- _Stored data entries_
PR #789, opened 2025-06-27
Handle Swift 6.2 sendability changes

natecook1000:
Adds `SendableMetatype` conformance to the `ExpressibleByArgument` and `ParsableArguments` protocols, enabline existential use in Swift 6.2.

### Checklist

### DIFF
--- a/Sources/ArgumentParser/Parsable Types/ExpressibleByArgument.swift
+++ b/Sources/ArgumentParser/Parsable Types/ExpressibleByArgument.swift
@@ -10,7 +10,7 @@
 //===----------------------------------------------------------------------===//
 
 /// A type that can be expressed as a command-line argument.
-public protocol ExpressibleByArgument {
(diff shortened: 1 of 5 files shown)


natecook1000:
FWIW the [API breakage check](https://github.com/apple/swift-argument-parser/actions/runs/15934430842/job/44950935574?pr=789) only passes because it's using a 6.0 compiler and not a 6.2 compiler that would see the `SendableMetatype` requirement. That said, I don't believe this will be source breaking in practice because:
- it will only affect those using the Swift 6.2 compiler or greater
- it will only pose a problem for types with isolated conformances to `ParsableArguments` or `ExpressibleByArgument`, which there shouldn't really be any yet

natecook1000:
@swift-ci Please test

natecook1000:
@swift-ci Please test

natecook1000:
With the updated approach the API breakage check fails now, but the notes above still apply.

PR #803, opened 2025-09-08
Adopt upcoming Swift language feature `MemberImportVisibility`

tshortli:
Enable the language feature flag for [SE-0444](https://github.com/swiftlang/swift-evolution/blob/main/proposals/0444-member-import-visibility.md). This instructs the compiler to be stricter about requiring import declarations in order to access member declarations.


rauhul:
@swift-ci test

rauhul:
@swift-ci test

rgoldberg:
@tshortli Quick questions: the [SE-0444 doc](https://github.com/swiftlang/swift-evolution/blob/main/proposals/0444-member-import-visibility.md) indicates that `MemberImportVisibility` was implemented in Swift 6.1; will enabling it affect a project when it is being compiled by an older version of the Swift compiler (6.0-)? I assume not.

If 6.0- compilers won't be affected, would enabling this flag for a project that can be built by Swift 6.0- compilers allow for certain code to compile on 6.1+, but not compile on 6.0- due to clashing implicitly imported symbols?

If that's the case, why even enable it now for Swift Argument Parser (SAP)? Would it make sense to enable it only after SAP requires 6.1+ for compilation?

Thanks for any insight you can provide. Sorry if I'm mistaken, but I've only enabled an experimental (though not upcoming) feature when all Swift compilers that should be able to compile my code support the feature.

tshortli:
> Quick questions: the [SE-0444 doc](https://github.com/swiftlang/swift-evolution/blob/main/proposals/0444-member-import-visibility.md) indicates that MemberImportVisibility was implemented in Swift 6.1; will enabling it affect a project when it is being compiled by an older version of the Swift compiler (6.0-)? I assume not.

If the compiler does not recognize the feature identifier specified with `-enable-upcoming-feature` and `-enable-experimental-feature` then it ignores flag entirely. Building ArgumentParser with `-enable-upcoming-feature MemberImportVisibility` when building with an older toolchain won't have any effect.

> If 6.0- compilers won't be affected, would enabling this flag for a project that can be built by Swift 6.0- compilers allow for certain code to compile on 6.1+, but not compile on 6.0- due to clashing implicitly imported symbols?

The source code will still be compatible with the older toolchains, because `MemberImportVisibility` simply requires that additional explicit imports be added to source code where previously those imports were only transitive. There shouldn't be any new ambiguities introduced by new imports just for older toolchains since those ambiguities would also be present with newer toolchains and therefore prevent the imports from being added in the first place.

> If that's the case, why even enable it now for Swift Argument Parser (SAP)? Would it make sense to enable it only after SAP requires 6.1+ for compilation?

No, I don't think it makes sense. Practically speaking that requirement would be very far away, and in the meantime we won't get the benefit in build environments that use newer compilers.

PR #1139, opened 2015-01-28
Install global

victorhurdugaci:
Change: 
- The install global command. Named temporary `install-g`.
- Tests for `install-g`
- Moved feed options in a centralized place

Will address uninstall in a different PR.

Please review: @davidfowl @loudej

- _What is being asked_
Where a line of the records above holds the word "opened", count it; give the total as a single number and nothing else.

- _Solution to this problem_
3